PR #1975, opened 2026-03-18
Feature/import cantorales

liampond:
## Summary

- Adds a data migration (`0042_import_cantorales`) that calls the `import_cantorales` management command during `manage.py migrate`
- This ensures the Cantorales sources are automatically imported on staging and production without needing to manually SSH in and run the command
- The migration delegates to the existing management command to avoid code duplication (I know you're not typically supposed to do this in Django because the management command might change and mess up the migration, but the migration already relies on the .csv, which itself could change

## Context

The `import_cantorales` management command and CSV were already merged, but the import only runs when the command is manually invoked. Deploying via ansible only runs `migrate` and `collectstatic`, so the new sources never appeared on staging. This migration closes that gap.


liampond:
Nevermind, I was able to modify staging without this workaround. Scrapping this PR.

★ ★ ★ ★ ★ ★ ★

Make an exact copy of the lines running from the one with "closes that gap." to the last line of the listing, including both ends.

The `import_cantorales` management command and CSV were already merged, but the import only runs when the command is manually invoked. Deploying via ansible only runs `migrate` and `collectstatic`, so the new sources never appeared on staging. This migration closes that gap.


liampond:
Nevermind, I was able to modify staging without this workaround. Scrapping this PR.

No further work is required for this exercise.